_WHAT IS NEEDED_:
In the records below, which lines include "moveId"? Copy them.

(Stored items from a collection)
-*-*-

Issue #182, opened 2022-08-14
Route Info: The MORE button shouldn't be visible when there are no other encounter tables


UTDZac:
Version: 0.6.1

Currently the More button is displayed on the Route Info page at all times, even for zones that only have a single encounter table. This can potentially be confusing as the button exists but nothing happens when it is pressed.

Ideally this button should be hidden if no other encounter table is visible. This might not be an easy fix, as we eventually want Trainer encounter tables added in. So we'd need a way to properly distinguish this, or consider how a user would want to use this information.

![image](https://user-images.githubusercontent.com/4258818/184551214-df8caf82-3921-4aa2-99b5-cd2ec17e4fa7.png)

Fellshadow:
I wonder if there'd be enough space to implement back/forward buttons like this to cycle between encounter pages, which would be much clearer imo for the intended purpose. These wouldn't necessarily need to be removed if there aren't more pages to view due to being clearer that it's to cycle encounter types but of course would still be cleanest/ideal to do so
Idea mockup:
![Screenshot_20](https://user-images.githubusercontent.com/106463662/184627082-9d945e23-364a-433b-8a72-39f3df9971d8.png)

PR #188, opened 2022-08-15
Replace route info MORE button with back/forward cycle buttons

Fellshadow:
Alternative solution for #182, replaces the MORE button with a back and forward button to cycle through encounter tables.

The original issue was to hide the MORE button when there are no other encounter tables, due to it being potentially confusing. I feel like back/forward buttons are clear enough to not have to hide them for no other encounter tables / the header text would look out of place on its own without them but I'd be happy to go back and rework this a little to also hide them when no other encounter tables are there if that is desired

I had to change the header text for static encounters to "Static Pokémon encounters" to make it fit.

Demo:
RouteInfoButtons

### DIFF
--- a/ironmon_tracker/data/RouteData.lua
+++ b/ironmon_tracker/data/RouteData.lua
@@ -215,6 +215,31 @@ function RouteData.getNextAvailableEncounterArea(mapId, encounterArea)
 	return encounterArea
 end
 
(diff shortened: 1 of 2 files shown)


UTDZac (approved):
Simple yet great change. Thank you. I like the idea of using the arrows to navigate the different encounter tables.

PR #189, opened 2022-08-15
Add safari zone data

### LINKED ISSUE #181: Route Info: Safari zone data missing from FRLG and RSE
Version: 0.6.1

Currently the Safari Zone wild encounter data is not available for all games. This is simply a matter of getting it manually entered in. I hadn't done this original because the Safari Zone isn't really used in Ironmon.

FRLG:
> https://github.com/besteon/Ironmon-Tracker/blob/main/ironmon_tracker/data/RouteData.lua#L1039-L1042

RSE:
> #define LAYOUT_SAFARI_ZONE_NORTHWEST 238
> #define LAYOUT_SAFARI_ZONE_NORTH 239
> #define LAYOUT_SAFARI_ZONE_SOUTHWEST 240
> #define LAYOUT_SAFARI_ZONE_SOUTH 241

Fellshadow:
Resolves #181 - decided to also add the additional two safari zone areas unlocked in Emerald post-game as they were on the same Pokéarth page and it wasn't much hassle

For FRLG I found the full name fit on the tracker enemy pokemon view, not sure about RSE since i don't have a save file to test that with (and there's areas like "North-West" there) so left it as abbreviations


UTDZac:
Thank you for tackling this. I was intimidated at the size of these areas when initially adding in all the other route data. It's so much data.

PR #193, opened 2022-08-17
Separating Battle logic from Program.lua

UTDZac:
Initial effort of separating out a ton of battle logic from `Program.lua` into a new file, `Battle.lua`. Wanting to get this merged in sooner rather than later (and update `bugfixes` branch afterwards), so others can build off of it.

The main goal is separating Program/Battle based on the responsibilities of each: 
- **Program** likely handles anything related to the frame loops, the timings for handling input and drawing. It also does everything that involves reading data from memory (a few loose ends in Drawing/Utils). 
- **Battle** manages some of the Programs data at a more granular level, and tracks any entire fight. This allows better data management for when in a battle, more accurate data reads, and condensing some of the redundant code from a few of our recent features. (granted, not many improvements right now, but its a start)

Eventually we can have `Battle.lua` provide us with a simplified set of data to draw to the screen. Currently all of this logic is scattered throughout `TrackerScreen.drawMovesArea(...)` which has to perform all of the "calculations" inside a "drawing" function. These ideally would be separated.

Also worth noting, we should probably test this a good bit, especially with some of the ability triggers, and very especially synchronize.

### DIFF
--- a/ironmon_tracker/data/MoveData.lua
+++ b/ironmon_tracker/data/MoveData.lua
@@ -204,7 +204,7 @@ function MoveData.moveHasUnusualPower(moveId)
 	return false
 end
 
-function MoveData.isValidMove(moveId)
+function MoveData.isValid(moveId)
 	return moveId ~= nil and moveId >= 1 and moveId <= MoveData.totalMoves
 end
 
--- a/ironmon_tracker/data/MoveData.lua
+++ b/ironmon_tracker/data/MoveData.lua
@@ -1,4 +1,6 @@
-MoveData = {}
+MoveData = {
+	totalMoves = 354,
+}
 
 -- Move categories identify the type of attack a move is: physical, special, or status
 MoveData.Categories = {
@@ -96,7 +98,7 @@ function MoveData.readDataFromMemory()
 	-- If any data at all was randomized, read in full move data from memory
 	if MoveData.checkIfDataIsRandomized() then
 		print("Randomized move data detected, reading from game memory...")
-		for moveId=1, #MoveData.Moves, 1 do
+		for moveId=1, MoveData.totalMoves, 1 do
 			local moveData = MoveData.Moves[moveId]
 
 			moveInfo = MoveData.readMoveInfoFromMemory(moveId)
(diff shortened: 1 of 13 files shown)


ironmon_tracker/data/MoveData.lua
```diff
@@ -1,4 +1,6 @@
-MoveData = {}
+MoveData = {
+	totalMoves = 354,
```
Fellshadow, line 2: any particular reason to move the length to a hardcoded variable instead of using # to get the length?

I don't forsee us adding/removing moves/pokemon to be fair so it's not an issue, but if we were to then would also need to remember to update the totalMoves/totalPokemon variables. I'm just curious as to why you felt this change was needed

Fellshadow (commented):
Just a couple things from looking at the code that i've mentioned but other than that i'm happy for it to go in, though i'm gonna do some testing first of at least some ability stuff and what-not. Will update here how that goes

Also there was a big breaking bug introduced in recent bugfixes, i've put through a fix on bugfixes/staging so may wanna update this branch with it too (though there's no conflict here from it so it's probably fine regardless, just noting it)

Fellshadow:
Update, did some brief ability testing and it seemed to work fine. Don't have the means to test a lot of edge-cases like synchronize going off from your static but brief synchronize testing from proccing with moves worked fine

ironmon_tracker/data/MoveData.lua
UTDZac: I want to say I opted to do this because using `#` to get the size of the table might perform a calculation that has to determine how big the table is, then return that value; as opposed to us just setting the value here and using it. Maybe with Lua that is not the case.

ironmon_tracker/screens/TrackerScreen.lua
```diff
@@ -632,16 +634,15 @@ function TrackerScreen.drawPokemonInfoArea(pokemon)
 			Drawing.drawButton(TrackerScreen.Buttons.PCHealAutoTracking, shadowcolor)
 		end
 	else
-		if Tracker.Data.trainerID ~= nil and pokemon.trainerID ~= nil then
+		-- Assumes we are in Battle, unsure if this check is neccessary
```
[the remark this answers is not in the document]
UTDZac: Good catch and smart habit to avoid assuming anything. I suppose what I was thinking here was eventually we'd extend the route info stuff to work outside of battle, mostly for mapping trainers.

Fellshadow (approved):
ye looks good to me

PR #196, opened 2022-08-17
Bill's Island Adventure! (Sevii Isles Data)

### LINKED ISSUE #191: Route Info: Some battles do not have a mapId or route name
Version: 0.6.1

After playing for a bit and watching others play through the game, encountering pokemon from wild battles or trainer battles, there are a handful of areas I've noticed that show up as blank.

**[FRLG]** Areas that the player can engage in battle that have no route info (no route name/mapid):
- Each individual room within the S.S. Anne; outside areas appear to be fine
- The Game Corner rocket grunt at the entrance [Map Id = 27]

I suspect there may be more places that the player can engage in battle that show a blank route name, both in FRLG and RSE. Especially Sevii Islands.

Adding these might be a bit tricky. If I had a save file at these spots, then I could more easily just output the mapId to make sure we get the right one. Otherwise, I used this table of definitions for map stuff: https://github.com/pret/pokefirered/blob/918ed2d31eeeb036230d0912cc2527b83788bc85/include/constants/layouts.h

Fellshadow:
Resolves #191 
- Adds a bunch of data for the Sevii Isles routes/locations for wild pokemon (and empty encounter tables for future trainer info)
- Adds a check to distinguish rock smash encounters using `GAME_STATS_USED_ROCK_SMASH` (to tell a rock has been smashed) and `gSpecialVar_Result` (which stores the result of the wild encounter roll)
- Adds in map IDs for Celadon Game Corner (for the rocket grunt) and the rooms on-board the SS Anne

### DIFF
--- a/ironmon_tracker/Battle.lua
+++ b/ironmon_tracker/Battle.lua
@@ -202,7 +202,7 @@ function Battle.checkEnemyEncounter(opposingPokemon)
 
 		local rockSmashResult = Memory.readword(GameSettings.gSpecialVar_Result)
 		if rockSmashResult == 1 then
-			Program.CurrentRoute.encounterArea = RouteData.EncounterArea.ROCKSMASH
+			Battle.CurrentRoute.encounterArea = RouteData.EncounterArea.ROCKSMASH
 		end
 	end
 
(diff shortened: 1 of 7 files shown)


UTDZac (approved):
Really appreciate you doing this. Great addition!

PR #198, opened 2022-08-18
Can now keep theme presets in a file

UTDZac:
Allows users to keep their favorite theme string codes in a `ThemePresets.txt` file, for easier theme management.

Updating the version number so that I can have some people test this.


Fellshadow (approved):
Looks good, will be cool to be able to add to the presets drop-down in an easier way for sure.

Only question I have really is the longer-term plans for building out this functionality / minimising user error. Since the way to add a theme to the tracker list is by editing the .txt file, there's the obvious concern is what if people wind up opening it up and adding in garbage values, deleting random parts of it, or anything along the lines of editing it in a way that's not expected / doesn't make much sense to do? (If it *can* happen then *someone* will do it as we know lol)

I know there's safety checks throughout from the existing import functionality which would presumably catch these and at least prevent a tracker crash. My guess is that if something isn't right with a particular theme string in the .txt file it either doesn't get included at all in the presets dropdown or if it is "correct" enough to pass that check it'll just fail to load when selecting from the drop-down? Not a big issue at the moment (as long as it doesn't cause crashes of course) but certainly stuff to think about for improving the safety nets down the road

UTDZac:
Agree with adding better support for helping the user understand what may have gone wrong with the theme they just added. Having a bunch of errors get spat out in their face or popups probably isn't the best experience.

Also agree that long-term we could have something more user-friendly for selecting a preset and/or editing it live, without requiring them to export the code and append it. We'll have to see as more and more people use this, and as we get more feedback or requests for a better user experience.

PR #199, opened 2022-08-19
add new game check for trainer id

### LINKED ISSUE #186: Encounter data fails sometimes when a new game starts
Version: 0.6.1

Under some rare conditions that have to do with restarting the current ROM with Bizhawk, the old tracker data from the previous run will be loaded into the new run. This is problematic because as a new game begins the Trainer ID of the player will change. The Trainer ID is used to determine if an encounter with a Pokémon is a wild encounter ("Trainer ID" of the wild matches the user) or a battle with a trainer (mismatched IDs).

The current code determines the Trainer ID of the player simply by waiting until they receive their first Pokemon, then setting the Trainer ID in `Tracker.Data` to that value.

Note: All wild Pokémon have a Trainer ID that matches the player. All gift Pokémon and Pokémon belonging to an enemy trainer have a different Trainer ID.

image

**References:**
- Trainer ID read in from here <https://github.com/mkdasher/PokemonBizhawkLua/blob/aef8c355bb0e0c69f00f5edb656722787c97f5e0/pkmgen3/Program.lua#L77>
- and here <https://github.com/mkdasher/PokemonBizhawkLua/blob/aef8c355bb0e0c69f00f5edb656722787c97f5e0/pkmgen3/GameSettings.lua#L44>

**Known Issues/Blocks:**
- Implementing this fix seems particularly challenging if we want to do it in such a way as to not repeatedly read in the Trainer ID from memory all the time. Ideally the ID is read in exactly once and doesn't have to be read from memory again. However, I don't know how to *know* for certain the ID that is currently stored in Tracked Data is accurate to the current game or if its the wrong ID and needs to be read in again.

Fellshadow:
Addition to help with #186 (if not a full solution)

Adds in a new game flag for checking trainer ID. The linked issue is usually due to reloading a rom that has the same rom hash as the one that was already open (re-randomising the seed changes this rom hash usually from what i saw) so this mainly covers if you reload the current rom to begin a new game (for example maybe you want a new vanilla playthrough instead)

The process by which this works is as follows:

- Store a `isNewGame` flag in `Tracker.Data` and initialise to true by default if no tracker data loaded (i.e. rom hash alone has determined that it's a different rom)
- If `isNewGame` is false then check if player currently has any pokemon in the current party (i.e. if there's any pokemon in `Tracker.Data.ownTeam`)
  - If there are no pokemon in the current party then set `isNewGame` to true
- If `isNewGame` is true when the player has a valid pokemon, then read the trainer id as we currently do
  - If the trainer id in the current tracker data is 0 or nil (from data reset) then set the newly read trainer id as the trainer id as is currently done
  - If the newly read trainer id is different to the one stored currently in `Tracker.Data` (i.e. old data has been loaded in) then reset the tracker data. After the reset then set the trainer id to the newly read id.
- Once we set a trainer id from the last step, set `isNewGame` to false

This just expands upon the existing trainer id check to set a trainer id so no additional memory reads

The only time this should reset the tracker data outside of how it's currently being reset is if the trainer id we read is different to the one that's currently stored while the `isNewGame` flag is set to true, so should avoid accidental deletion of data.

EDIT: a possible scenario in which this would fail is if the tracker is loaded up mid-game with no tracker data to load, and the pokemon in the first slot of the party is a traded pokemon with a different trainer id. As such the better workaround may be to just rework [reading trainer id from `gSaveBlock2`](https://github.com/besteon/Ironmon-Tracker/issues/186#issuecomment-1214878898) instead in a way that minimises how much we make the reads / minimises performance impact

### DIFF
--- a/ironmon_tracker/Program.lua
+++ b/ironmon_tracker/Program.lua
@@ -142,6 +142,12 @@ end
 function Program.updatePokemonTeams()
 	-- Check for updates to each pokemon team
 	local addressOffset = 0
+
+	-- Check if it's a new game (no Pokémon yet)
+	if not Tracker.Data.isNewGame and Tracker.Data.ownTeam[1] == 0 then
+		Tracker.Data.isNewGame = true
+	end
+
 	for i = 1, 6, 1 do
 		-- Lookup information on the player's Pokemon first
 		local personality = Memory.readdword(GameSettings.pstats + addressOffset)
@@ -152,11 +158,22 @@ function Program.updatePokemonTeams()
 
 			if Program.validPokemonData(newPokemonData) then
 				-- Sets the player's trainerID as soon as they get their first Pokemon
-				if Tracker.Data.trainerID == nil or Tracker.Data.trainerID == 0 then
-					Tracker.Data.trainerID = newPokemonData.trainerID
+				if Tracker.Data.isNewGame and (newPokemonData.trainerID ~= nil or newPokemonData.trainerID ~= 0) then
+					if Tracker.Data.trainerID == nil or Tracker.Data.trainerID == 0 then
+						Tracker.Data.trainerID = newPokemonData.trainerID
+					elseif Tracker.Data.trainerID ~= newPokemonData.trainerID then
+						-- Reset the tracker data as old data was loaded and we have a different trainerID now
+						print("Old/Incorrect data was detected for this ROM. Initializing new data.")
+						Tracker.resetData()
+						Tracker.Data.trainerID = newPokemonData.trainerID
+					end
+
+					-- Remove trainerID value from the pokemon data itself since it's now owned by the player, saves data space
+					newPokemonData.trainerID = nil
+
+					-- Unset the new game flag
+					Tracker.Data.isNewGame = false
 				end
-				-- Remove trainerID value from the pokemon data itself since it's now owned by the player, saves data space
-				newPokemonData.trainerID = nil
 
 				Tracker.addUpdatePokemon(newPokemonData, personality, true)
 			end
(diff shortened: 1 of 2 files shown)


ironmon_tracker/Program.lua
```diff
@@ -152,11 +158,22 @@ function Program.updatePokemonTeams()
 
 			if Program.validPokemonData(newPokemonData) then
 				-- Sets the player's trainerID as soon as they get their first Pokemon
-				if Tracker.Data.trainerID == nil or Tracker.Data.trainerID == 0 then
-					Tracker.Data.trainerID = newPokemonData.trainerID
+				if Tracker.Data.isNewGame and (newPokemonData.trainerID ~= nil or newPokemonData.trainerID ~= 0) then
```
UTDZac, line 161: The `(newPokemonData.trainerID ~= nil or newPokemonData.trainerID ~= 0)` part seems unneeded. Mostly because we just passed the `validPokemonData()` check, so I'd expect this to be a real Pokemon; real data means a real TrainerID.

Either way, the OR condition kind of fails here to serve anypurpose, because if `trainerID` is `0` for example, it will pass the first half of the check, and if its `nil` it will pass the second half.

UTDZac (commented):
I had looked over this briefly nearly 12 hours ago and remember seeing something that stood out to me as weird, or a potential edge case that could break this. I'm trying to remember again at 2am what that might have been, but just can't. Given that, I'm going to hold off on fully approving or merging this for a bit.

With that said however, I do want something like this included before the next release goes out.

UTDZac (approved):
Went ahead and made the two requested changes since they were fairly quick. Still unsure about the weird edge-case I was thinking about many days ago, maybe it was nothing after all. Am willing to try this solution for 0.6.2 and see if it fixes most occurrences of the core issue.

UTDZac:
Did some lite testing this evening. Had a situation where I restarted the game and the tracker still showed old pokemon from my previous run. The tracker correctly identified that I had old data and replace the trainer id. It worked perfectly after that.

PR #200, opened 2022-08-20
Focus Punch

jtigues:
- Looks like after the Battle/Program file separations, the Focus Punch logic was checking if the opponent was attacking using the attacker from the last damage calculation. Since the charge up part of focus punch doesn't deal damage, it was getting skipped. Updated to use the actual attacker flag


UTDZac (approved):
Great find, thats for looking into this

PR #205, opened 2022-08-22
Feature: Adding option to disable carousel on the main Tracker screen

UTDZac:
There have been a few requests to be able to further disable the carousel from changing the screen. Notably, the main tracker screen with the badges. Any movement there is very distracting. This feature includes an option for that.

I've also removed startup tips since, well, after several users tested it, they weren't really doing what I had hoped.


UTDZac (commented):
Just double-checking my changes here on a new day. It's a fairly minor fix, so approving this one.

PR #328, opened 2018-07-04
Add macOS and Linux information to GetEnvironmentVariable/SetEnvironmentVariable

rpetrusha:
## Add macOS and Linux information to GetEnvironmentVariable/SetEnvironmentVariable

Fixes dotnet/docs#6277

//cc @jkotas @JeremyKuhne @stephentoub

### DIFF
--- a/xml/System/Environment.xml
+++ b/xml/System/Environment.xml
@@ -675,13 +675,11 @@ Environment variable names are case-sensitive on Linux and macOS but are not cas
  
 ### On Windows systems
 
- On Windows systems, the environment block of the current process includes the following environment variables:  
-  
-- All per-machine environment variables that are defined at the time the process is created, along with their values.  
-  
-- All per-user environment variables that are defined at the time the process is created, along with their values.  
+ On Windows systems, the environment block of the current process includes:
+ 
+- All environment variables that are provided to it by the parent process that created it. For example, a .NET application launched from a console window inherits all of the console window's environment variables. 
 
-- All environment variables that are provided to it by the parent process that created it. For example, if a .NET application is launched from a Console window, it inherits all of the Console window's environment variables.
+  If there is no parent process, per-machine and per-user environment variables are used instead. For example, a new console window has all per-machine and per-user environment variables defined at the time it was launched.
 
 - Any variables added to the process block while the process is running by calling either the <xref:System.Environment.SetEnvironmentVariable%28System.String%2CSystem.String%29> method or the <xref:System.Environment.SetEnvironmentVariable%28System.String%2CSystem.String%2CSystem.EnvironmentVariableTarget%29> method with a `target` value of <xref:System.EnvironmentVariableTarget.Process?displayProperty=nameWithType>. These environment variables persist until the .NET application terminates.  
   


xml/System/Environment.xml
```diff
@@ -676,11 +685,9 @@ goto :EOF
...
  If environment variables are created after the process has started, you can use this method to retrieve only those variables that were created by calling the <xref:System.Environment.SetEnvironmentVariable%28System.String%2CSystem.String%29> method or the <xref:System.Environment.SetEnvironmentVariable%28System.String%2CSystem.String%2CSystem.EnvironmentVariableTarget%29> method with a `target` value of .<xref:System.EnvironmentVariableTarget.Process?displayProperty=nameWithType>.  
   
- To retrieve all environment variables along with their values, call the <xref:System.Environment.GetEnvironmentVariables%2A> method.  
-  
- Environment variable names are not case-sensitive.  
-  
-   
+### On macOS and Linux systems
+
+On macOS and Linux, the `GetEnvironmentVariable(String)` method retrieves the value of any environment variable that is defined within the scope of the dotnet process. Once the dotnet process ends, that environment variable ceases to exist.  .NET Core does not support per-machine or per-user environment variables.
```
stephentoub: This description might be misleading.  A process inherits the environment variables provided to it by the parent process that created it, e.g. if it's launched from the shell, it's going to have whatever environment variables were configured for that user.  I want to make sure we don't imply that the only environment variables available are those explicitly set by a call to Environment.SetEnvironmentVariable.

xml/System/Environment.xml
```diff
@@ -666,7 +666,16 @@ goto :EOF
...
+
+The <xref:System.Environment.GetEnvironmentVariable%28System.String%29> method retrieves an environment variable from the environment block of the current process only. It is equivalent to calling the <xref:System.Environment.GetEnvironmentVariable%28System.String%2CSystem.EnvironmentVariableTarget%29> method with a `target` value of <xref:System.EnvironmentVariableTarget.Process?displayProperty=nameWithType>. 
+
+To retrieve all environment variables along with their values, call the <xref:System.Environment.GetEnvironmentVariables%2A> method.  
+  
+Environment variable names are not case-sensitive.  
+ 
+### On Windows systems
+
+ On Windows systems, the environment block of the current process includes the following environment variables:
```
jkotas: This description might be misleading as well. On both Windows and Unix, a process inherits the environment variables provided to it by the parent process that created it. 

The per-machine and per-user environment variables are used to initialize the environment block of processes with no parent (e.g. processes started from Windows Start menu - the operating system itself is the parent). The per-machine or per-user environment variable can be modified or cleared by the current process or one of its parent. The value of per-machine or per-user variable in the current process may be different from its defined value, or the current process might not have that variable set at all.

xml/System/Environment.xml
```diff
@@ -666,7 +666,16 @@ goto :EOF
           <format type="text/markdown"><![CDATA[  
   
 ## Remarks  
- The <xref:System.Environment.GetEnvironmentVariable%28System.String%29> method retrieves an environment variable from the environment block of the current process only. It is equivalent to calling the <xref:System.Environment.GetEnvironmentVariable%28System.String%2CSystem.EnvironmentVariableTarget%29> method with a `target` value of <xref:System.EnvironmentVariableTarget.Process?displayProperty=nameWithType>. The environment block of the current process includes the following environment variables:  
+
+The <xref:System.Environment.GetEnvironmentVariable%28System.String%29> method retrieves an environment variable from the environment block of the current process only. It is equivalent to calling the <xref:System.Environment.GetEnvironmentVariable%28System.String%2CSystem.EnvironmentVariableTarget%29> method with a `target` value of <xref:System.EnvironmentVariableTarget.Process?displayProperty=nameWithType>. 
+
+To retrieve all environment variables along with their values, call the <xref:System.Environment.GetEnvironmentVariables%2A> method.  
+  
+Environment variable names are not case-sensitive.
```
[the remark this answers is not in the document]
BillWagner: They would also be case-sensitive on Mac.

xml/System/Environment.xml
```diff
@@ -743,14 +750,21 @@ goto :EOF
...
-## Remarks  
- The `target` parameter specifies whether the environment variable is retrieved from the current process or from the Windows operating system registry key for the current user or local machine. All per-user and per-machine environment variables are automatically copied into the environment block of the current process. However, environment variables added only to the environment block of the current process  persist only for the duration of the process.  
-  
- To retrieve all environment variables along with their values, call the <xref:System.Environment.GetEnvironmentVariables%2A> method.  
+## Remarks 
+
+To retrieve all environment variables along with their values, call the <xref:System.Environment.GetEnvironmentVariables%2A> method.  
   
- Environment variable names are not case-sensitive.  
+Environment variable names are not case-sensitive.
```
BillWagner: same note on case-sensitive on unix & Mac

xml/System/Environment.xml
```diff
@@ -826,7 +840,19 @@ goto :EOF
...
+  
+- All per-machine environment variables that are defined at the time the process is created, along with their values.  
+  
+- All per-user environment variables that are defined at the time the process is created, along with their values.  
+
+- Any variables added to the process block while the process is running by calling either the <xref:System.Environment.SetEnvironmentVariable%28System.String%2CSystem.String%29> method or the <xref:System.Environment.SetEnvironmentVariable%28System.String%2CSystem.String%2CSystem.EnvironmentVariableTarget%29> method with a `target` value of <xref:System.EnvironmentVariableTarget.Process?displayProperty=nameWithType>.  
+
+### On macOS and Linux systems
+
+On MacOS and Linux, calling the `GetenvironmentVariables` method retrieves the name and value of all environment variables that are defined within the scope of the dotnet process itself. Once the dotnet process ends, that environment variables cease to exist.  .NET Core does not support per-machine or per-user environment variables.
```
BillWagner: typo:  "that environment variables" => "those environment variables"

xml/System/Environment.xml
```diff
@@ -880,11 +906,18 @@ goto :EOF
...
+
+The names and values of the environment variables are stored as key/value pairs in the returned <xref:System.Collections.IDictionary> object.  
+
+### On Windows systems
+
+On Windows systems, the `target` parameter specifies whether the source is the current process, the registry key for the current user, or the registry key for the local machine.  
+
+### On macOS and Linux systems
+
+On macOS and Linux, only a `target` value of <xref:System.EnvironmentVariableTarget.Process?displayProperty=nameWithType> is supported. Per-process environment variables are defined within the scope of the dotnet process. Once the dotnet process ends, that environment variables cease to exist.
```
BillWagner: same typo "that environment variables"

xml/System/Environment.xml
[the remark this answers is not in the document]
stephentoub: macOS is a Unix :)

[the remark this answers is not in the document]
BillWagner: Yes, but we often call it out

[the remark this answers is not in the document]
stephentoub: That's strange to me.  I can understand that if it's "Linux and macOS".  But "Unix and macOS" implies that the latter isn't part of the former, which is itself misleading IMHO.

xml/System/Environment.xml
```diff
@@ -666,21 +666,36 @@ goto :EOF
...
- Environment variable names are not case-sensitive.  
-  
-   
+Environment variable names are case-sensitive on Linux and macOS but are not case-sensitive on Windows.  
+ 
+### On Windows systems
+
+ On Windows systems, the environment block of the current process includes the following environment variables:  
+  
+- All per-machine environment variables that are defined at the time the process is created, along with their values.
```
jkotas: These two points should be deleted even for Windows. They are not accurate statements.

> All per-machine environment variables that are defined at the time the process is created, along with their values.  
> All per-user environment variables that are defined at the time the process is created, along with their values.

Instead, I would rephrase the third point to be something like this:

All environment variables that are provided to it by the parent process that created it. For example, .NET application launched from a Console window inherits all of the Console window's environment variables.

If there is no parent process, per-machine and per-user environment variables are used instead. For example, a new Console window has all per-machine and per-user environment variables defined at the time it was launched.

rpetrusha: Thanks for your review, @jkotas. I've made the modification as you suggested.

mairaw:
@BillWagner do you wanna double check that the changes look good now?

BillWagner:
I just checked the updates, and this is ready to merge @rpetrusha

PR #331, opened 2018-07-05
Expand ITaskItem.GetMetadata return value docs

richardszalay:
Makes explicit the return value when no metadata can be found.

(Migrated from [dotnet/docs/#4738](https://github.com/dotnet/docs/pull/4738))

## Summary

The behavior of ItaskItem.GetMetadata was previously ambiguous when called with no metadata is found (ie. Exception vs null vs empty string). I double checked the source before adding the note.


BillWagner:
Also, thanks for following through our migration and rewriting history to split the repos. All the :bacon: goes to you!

-*-*-

_RESPONSE AREA_:
@@ -204,7 +204,7 @@ function MoveData.moveHasUnusualPower(moveId)
-function MoveData.isValidMove(moveId)
+function MoveData.isValid(moveId)
 	return moveId ~= nil and moveId >= 1 and moveId <= MoveData.totalMoves
-		for moveId=1, #MoveData.Moves, 1 do
+		for moveId=1, MoveData.totalMoves, 1 do
 			local moveData = MoveData.Moves[moveId]
 			moveInfo = MoveData.readMoveInfoFromMemory(moveId)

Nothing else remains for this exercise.